A relevance finding is the dissociation of HA from neurological impairment in the propositus, unlike her brother [6], likely explained by the different degrees of XCI in specific tissues [7,8,9]. Accordingly, the HUMARA assay revealed moderately skewed inactivation in the propositus’ myeloid (but not lymphoid) progenitors. In line with our results, skewed XCI in the substantia nigra has been linked to parkinsonism in PGK1^mut carriers [2].

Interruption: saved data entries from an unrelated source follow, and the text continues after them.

PR #343, opened 2024-09-28
feat: allow anonymous query and read_state requests with invalid ingress_expiry

mraszyk:
This PR allows anonymous `query` and `read_state` requests with invalid `ingress_expiry`. The motivation is to allow users retrieving the certified subnet time via an anonymous read state request without having to provide a valid `ingress_expiry` (which they might not be able to do if they don't know the subnet time).

### DIFF
--- a/spec/index.md
+++ b/spec/index.md
@@ -959,7 +959,7 @@ All requests coming in via the HTTPS interface need to be either *anonymous* or 
 
 -   `nonce` (`blob`, optional): Arbitrary user-provided data of length at most 32 bytes, typically randomly generated. This can be used to create distinct requests with otherwise identical fields.
 
--   `ingress_expiry` (`nat`, required): An upper limit on the validity of the request, expressed in nanoseconds since 1970-01-01 (like [ic0.time()](#system-api-time)). This avoids replay attacks: The IC will not accept requests, or transition requests from status `received` to status `processing`, if their expiry date is in the past. The IC may refuse to accept requests with an ingress expiry date too far in the future. These rules for ingress expiry apply not only to update calls but all requests alike (and could have been called `request_expiry`), except for anonymous `query` and `read_state` requests for which the IC may accept any provided expiry timestamp.
+-   `ingress_expiry` (`nat`, required): An upper limit on the validity of the request, expressed in nanoseconds since 1970-01-01 (like [ic0.time()](#system-api-time)). This avoids replay attacks: The IC will not accept requests, or transition requests from status `received` to status `processing`, if their expiry date is in the past. The IC may refuse to accept requests with an ingress expiry date too far in the future. These rules for ingress expiry apply not only to update calls but all requests alike (and could have been called `request_expiry`), except for anonymous `query` and anonymous `read_state` requests for which the IC may accept any provided expiry timestamp.
 
 -   `sender` (`Principal`, required): The user who issued the request.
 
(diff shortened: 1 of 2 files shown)


spec/index.md
```diff
@@ -959,7 +959,7 @@ All requests coming in via the HTTPS interface need to be either *anonymous* or
...
 
--   `ingress_expiry` (`nat`, required): An upper limit on the validity of the request, expressed in nanoseconds since 1970-01-01 (like [ic0.time()](#system-api-time)). This avoids replay attacks: The IC will not accept requests, or transition requests from status `received` to status `processing`, if their expiry date is in the past. The IC may refuse to accept requests with an ingress expiry date too far in the future. This applies not only to update calls, but all requests alike (and could have been called `request_expiry`).
+-   `ingress_expiry` (`nat`, required): An upper limit on the validity of the request, expressed in nanoseconds since 1970-01-01 (like [ic0.time()](#system-api-time)). This avoids replay attacks: The IC will not accept requests, or transition requests from status `received` to status `processing`, if their expiry date is in the past. The IC may refuse to accept requests with an ingress expiry date too far in the future. This applies not only to update calls, but all requests alike except for anonymous `query` and `read_state` requests (and could have been called `request_expiry`).
```
THLO, line 962:
```suggestion
-   `ingress_expiry` (`nat`, required): An upper limit on the validity of the request, expressed in nanoseconds since 1970-01-01 (like [ic0.time()](#system-api-time)). This avoids replay attacks: The IC will not accept requests, or transition requests from status `received` to status `processing`, if their expiry date is in the past. The IC may refuse to accept requests with an ingress expiry date too far in the future. These rules for ingress expiry apply not only to update calls but all requests alike (and could have been called `request_expiry`), except for anonymous `query` and `read_state` requests for which the IC may accept any provided expiry timestamp.
```

Dfinity-Bjoern (approved):
Looks good, as agreed.

spec/index.md
```diff
@@ -959,7 +959,7 @@ All requests coming in via the HTTPS interface need to be either *anonymous* or
...
+-   `ingress_expiry` (`nat`, required): An upper limit on the validity of the request, expressed in nanoseconds since 1970-01-01 (like [ic0.time()](#system-api-time)). This avoids replay attacks: The IC will not accept requests, or transition requests from status `received` to status `processing`, if their expiry date is in the past. The IC may refuse to accept requests with an ingress expiry date too far in the future. These rules for ingress expiry apply not only to update calls but all requests alike (and could have been called `request_expiry`), except for anonymous `query` and `read_state` requests for which the IC may accept any provided expiry timestamp.
```
fspreiss, line 962: My impression is that this formulation _could_ be interpreted such that _all_ read_state requests are exempt, and not just anonymous ones.

So, to avoid any confusion, we could be more precise/explicit by saying "except for anonymous `query` and anonymous `read_state` requests [...]".

spec/index.md
```diff
@@ -6282,7 +6282,7 @@ E.content = CanisterQuery Q
 Q.canister_id ∈ verify_envelope(E, Q.sender, S.system_time)
 |Q.nonce| <= 32
 is_effective_canister_id(E.content, ECID)
-S.system_time <= Q.ingress_expiry
+S.system_time <= Q.ingress_expiry or Q.sender = anonymous_id
```
rumenov, line 6285: Obviously this is a complication if we have yet another condition. 
I seriously don't know why we need to change the spec instead of relaxing the checks inside the replica without changing the spec.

Nanopore sequencing confirmed the allele-specific differential methylation of the PGK1 promoter associated with the presence of the mutated CALR clone, supplying the strengths of nanopore sequencing in both germline and oncogenic disorders. The methylation profiles led to different expression levels of PGK1^mut and PGK1^wt, explaining the dramatic clinical differences between both female carriers, despite their shared genotype.

Unfortunately, beyond the potential benefits of splenectomy or allogeneic BM transplantation [6], there is no available therapy for PGK1 deficiency. Our findings support that targeted therapies [12], as the potential use of CRISPR/Cas9 demethylation methods [13], could be promising. Particularly, therapies efficiently reducing the CALR^ins5 allele burden, such as peginterferon, bomedemstat or the new anti-CALR monoclonal antibodies [14, 15], could ameliorate anemia symptoms.

In conclusion, our study demonstrated how a late somatic oncogenic event (CALR^ins5) [16], expanded the epigenetic signature of the oncogenic CD15+ clone (unmethylated promoter for PGK1^Ser320Asn allele), transforming a recessive X-linked disorder into a dominant one in a specific tissue, causing anemia without the expected neurological impairment [6].